Mario dan kedua anaknya baru saja pulang dari sholat Jumat.


"Assalamualaikum."


"Waalaikumsalam."


"Van kenapa nangis Mom?" Tanya Ved mendekati Mommy dan adiknya.


"Nggak papa. Tadi jatuh aja."


"Cengeng banget. Cuman lebam sedikit aja."


"Sakit Dad."


"Iya. Dasar cengeng. Kirain apaan."


"Kakak." Rengeknya kesal dengan ucapan Veer.


"Udah. Kalian ganti baju sana. Jangan ganggu Van."


"Ayo By."


"Mom disini temani aku." Kata Van mencegah Mommynya pergi.


"Sendiri sana. Udah tau jalannya kan."


"Kamu kok gitu By."


"Bajunya sudah aku siapin. Tinggal ganti aja."


Val tak mau menemani suaminya membuat Mario dengan terpaksa pergi sendiri.


Mario tengah berjalan melewati kamar anaknya. Ia membuka pintu perlahan dan memasuki kamar Van. Sang Istri sudah tertidur pulas bersama anak gadisnya. Mario mendekati ranjang dan mengecup kening dan bibir Val perlahan.


"Mana adik kamu?" Tanya Mario saat berpapasan dengan Ved.


"Di kamarnya Dad."


"Panggilin. Daddy tunggu di lapangan belakang."


"Mau ngapain Dad?"


"Panggilin aja. Kamu nggak usah ikut. Cuman adik kamu aja yang kesana."


"Iya Dad."


Pria itu langsung pergi setelah perintahnya di dengar baik oleh Ved.

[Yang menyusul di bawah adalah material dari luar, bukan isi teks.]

PR #73, opened 2020-01-14
[ADD] VNode: add support for classes as predicates

dmo-odoo:


dmo-odoo:
@Zinston I suggest you to try this commit on your list branch.
By writing your `instanceof` predicates like the following:
```
export function isList(node: VNode): node is ListNode {
    return node instanceof ListNode;
}
```
Typescript will now recognize that the return value of `node.next(isList)` is a `ListNode`, not merely a `VNode`, thus removing the need to manually do `as ListNode` on the result.

dmo-odoo:
@Zinston Even better. I just added a magic `is` to the `Predicates` utils which creates type guards from classes. You don't even need to manually create a predicate to use type guards on classes that extends VNode.
Example:
```
const list: ListNode = item.ancestor(is(ListNode));
```

dmo-odoo:
@Zinston Retrospectively, I'm not sure that `is` method is very useful. It's not hard to write a proper type guard and at least that function will only be defined once, where `is` will generate a brand new function everytime we reach that point in the code...

dmo-odoo:
@Zinston Remember a few hours ago when I told you I tried and it couldn't be done ? Well, it turns out I just did it.

Zinston:
> @Zinston Remember a few hours ago when I told you I tried and it couldn't be done ? Well, it turns out I just did it.

image

Zinston:
> > @Zinston Remember a few hours ago when I told you I tried and it couldn't be done ? Well, it turns out I just did it.
> 
> image

Also: 
image

PR #77, opened 2020-01-20
[WIP] Format

Zinston:


packages/core/src/JWEditor.ts
```diff
@@ -48,6 +48,10 @@ export class JWEditor {
         // The editable property of the editor is the original editable element
         // before start is called, and becomes the clone after start is called.
         this.editable = editable;
+
+        // CorePlugin is a special mandatory plugin that handles the matching
+        // between the core commands and the VDocument.
+        this.addPlugin(CorePlugin);
```
dmo-odoo: Nice catch, it made no sense where it previously was.

packages/plugin-bold/BoldPlugin.ts
```diff
@@ -18,4 +22,15 @@ export class BoldPlugin extends JWPlugin {
...
     }
+    /**
+     * Apply the `format` to the range.
+     *
+     * If the range is collapsed, set the format on the range so we know in the next insert
+     * which format should be used.
+     */
+    applyFormat(params: FormatParams): void {
+        if (params.formatName === 'bold') {
+            this.editor.vDocument.applyFormat(new Bold());
```
dmo-odoo: Ah ah, see, you actually do create the `new` here, so the override of `applyFormat` isn't really useful since it only brings the conversion from `string` to `Format` when you could have given a `Format` since the start :p

packages/plugin-devtools/test/devtools.test.ts
```diff
@@ -692,15 +692,15 @@ describe('plugin-devtools', () => {
...
-                'insertLineBreak',
                 'insert',
                 'insertParagraphBreak',
                 'setRange',
                 'deleteBackward',
                 'deleteForward',
                 'selectAll',
+                'applyFormat',
+                'insertText',
+                'insertLineBreak',
```
dmo-odoo: Damn you, Christophe ! 💢

packages/plugin-devtools/test/devtools.test.ts
```diff
@@ -733,7 +733,7 @@ describe('plugin-devtools', () => {
             const subpanel = devtools.querySelector('devtools-panel.active mainpane-contents');
             expect(subpanel.textContent).to.equal('insertTextsetRange');
         });
-        it('should select "insertLineBreak"', async () => {
+        it('should select "setRange"', async () => {
```
dmo-odoo: It's `setSelection` now, but I guess you would have noticed it when the test breaks after rebasing :p

dmo-odoo: Now that I think about it, even though `setSelection` sets the *selection* of the VDocument, it is more or less equivalent to "setting the current range of the user edition" so I would not be against renaming it back to `setRange` if someone is emotional about using `setRange`. I mean, the selection *is* the default range that most commands use, so in a way it is not wrong at all. Fuck, now I want to rename it `setRange` and have it act upon `VDocument.selection.range` which would make sense actually... Damn it ! (What do you think ?)

packages/core/src/Parser.ts
```diff
@@ -78,6 +79,7 @@ export class Parser {
         // the HTML tag of the DOM Node. This way we may not support the node
         // but we don't break it either.
         const parsedNode = new VElement(this.currentContext.currentNode.nodeName);
+        parsedNode.attributes = parseAttributes(context.currentNode);
```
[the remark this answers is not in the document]
Zinston: I assumed we were always going to parse from the DOM anyway given that our data is always going to come from the DOM. But in retrospect that assumption was wrong: we could allow editing from markdown for instance, in which case we'd still be parsing the DOM but interpreting the text contents as markdown.

packages/plugin-linebreak/LineBreak.ts
```diff
@@ -27,10 +28,17 @@ export class LineBreak extends JWPlugin {
...
         const node = context.currentNode;
         const domNodes = [node];
+        const attributes = parseAttributes(context.currentNode);
         if (!node.nextSibling) {
             // A <br/> with no siblings is there only to make its parent visible.
             // Consume it since it was just parsed as its parent element node.
             // TODO: do this less naively to account for formatting space.
+            attributes.forEach((value: string, name: string) => {
+                if (!context.parentVNode.attributes) {
+                    context.parentVNode.attributes = new Map<string, string>();
```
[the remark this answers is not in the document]
Zinston: I think @Gorash would scream. No attributes = no map. Better for performances.

packages/utils/src/attributes.ts
```diff
@@ -0,0 +1,9 @@
+function _isElement(node: Node): node is Element {
+    return node.nodeType === Node.ELEMENT_NODE;
+}
+
+export function parseAttributes(node: Node): Map<string, string> {
+    if (_isElement(node)) {
```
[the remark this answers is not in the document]
Zinston: That was to use typescript's type guards. Not doing that, I have to use 'as'.

packages/core/src/Format.ts
```diff
@@ -0,0 +1,16 @@
...
+    render(): Node {
+        const node = document.createElement(this.htmlTag);
+        if (this.attributes) {
+            this.attributes.forEach((value: string, name: string) => {
+                node.setAttribute(name, value);
+            });
+        }
+        return node;
+    }
+}
```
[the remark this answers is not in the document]
Zinston: What is `Inline` in this context?

packages/plugin-devtools/test/devtools.test.ts
Zinston: :imp:

packages/plugin-devtools/test/devtools.test.ts
Zinston: Let's just say I'm not particularly emotional about it :-D

packages/plugin-linebreak/LineBreak.ts
```diff
@@ -17,10 +17,17 @@ export class LineBreak extends JWPlugin {
...
             const domNodes = [node];
+            const attributes = Parser.parseAttributes(context.currentNode);
             if (!node.nextSibling) {
                 // A <br/> with no siblings is there only to make its parent visible.
                 // Consume it since it was just parsed as its parent element node.
                 // TODO: do this less naively to account for formatting space.
+                attributes.forEach((value: string, name: string) => {
+                    if (!context.parentVNode.attributes) {
+                        context.parentVNode.attributes = new Map<string, string>();
+                    }
```
dmo-odoo: I think this instantiation should be done in the node, such that we never have to worry about it, neither for writing attributes nor reading them.

packages/plugin-linebreak/LineBreak.ts
```diff
@@ -17,10 +17,17 @@ export class LineBreak extends JWPlugin {
...
+                    context.parentVNode.attributes.set(name, value);
```
dmo-odoo: That being said, this is very weird. Why move the attributes of the br up to its parent ?

packages/plugin-linebreak/LineBreak.ts
```diff
@@ -29,8 +36,13 @@ export class LineBreak extends JWPlugin {
                 // TODO: do this less naively to account for formatting space.
                 context.currentNode = node.nextSibling;
                 domNodes.push(node.nextSibling);
+                const siblingAttributes = Parser.parseAttributes(node.nextSibling);
+                siblingAttributes.forEach((value: string, name: string) => {
+                    attributes.set(name, value);
+                });
```
dmo-odoo: Same here, why move the attributes from a node to another ? This second BR is somewhat "fake". Remember old versions of the editor where there were the "virtuals" ? You wouldn't want to handle their attributes, would you ?

packages/plugin-linebreak/LineBreak.ts
```diff
@@ -46,6 +58,11 @@ export class LineBreak extends JWPlugin {
         if (context.currentNode.is(LineBreakNode)) {
             const lineBreak = context.currentNode;
             const br = document.createElement('br');
+            if (lineBreak.attributes) {
+                lineBreak.attributes.forEach((value: string, name: string) => {
+                    br.setAttribute(name, value);
+                });
+            }
```
dmo-odoo: It's a bit less weird for the rendering but I'm still wondering why though.

bundles/BasicEditor.ts
```diff
@@ -5,12 +5,27 @@ import { LineBreak } from '../packages/plugin-linebreak/LineBreak';
...
+                Dom,
+                Char,
+                LineBreak,
+                Heading,
+                Paragraph,
+                List,
+                Span,
+                Bold,
+                Italic,
+                Underline,
```
dmo-odoo: It's a bit weird that this list does not include `Format` as a Plugin since it's the one who is suppose to declare the `InlineNode` that `CharNode` is supposed to extend, but maybe that is introduced in a later commit ?

packages/core/src/Format.ts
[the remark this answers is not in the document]
dmo-odoo: `Inline` is the `Format` plugin since formats are not in core.

packages/plugin-char/Char.ts
```diff
@@ -61,14 +62,12 @@ export class Char extends JWPlugin {
...
             const renderedFormats = [];
-            Object.keys(node.format).forEach(type => {
-                if (node.format[type]) {
-                    const formatNode = document.createElement(Format.toTag(type));
-                    renderedFormats.push(formatNode);
-                    parent.appendChild(formatNode);
-                    // Update the parent so the text is inside the format node.
-                    parent = formatNode;
-                }
+            Object.values(node.format || {}).forEach(value => {
```
dmo-odoo: I still don't understand why we have to handle the case where some property might not be defined. Just define them in the class once and be done with it.

packages/core/src/CorePlugin.ts
```diff
@@ -136,4 +142,7 @@ export class CorePlugin extends JWPlugin {
             direction: params.vSelection.direction,
         });
     }
+    applyFormat(): void {
+        return;
```
dmo-odoo: I think the `Inline` plugin should define a `toggleFormat` command rather than `applyFormat`. It would look in the formats of the node to check if the format given in argument is already there, if yes remove them, if no, add it. (This would even allow more complex decisions for later on like the al's cases where we might detect that the formats that are already there have classes on them so we can't remove them so we need to toggle them off in a different way)

packages/plugin-char/Char.ts
```diff
@@ -120,7 +113,7 @@ export class Char extends JWPlugin {
     insertText(params: InsertTextParams): void {
         const range = params.range || this.editor.vDocument.selection.range;
         const text = params.text;
-        const format = this._getCurrentFormat();
+        const format = this.editor.vDocument.getCurrentFormat();
```
dmo-odoo: I think this could be done by the constructor of `InlineNode`.

packages/plugin-char/test/Char.test.ts
```diff
@@ -257,7 +257,7 @@ describe('plugin-char', () => {
                     await testEditor(BasicEditor, {
                         contentBefore: '[]a',
                         stepFunction: (editor: JWEditor) => {
-                            applyFormat(editor, new BoldFormat());
+                            applyFormat(editor, 'bold');
```
dmo-odoo: Well that's sad since I liked the old system better... ^^'

Zinston:
@dmo-odoo This requires discussion. I made a few commits (including a functional but dirty poc that I can clean up if approved) applying some of what you suggested, and answered the rest. I'm not sure about what it is exactly you are suggesting with `InlineNode` and the format sets.

packages/plugin-char/test/Char.test.ts
Zinston: But the old system doesn't make it possible for a separate plugin to implement another version of 'bold'...

Zinston:
@dmo-odoo After discussion I implemented a first version using `InlineNode`. There's _some_ ugly stuff in there but it's mostly dependent on changes brought about by the KeyMap, Parser and Renderer PRs.

Zinston:
Closed in favor of PR #99 .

"Veer kamu di suruh Daddy ke lapangan belakang. Sudah ditunggu disana."


"Mau ngapain?"


"Nggak tau. Pokoknya Daddy bilang begitu."


"Yaudah aku kesana."


"Hm iya."


"Kamu nggak ikut?"


"Nggak. Kata Daddy yang boleh datang cuman kamu aja."


"Ok." Veer melanjutkan berjalan meninggalkan sang kakak yang masih berada di kamarnya.


Veer celingukan mencari Daddynya. Pria itu ternyata tengah duduk di bangku sambil memainkan ponselnya.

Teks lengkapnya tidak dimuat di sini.